Filtering irrelevant stuff
Any keyword search will return a lot of irrelevant papers. To get rid of the unwanted ones before we invest in processing them as we have seen above we can use 2 separate methods. There are pros and cons to each of them.
Using text score
This one is rather simple for a project description (a decent sized paragraph) we will chunk the descrption semantically and do the same to each of the abstracts that we have collected. If there are no abstracts (rare but happens) we will just the title.
project_description="a detailed description of what you are interested in"
scores=[]
for paper in papers:
scores.append(inference.text_score(project_description, paper.info.abstract))

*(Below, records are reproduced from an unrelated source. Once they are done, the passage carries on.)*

PR #80, opened 2016-01-20
Install npm as part of docker build

ABaldwinHunter:
@codeclimate/review 

Fixes the following error I began seeing locally:

```
Removing intermediate container 85df8e8d7b2e
Step 14 : RUN npm install
 ---> Running in 1b4d48c42a57
/bin/sh: 1: npm: not found
```

### DIFF
--- a/Dockerfile
+++ b/Dockerfile
@@ -9,7 +9,7 @@ COPY vendor/php-parser/composer.json /usr/src/app/vendor/php-parser/
 COPY vendor/php-parser/composer.lock /usr/src/app/vendor/php-parser/
 
 RUN curl --silent --location https://deb.nodesource.com/setup_5.x | bash -
-RUN apt-get update && apt-get install -y nodejs python openssh-client php5-cli php5-json
+RUN apt-get update && apt-get install -y nodejs npm python openssh-client php5-cli php5-json
 RUN gem install bundler --no-ri --no-rdoc && \
     bundle install -j 4 && \
     curl -sS https://getcomposer.org/installer | php
--- a/circle.yml
+++ b/circle.yml
@@ -11,7 +11,7 @@ machine:
 dependencies:
   override:
     - docker info
-    - docker build -t=$PRIVATE_REGISTRY/$CIRCLE_PROJECT_REPONAME:b$CIRCLE_BUILD_NUM .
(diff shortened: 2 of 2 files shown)


ABaldwinHunter:
Closing because of circle failures. Investigating why the docker build doesn't work locally without `npm`, and can't work on circle with it. :(

ABaldwinHunter:
Rebuilt the image locally without cache and that did the trick fwiw.

Dockerfile
```diff
@@ -9,7 +9,7 @@ COPY vendor/php-parser/composer.json /usr/src/app/vendor/php-parser/
 COPY vendor/php-parser/composer.lock /usr/src/app/vendor/php-parser/
 
 RUN curl --silent --location https://deb.nodesource.com/setup_5.x | bash -
-RUN apt-get update && apt-get install -y nodejs python openssh-client php5-cli php5-json
+RUN apt-get update && apt-get install -y nodejs npm python openssh-client php5-cli php5-json
```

A score of 1 means that they project description and the abstract (or title) are indentical and 0 means they have nothing in common. A score > 0.55 is generally a safe bet.
Using a re-ranking model
While the above method is simple and effective it might miss some nuance. If you have the gpu you can use a more sophisticated approach using a re-ranking model. This will use a much heavier model but it will also be more sensitive to subtle differences. It if of course possible to combine the two where you use the first method to get rid of obviously irrelevant things and then use the second method to make sure.
to_rank=[]
for paper in papers:
if paper.info.abstract is None:
to_rank.append(paper.info.title)
else:
to_rank.append(paper.info.abstract)
scores=inference.rerank(project_description, to_rank)
PaperInfo dataclass
All the information about the papers are stored in a paperinfo class. The main fields of the class looks like this:
@dataclass(slots=True)
class PaperInfo:
"""
Dataclass to hold information about a paper, this is constructed inside the Paper class and desined to be compatible with
semantic search and embedding distance searches
"""
# in papers table
id: str
external_ids: Optional[dict] = None
title: Optional[str] = None
abstract: Optional[str] = None
abstract_embeddings: Optional[np.ndarray] = None
download_links: Optional[list] = None
file_paths: Optional[list] = None
full_json: Optional[dict] = None
authors: Optional[list] = None
publication_date: Optional[str] = None
venue: Optional[str] = None
text: Optional[str] = None
text_chunks: Optional[list] = None
chunk_embeddings: Optional[np.ndarray] = None
figures: Optional[list] = None
figure_embeddings: Optional[np.ndarray] = None
figure_interpretation: Optional[list] = None
figure_interpretation_embeddings: Optional[np.ndarray] = None
tables: Optional[list] = None
table_embeddings: Optional[np.ndarray] = None
table_interpretation: Optional[list] = None
table_interpretation_embeddings: Optional[np.ndarray] = None
references: Optional[list] = None
related_works: Optional[list] = None
cited_by: Optional[list] = None
The first bunch of them are filled in when you call paper.get_json() and paper.parse_json(). If there are available pdfs and you call paper.download() you will also get the file_paths attribute filled in.
All the attributes that relate to the main body of the paper come then you the PaperProcessor class instance with appropriate settings. Figures and tables are treated as images and are extracted with the extract method or if you set extract=True in the pipeline method. Interpretations, embeddings of figures and tables need to be specified in the pipeline method to be filled in.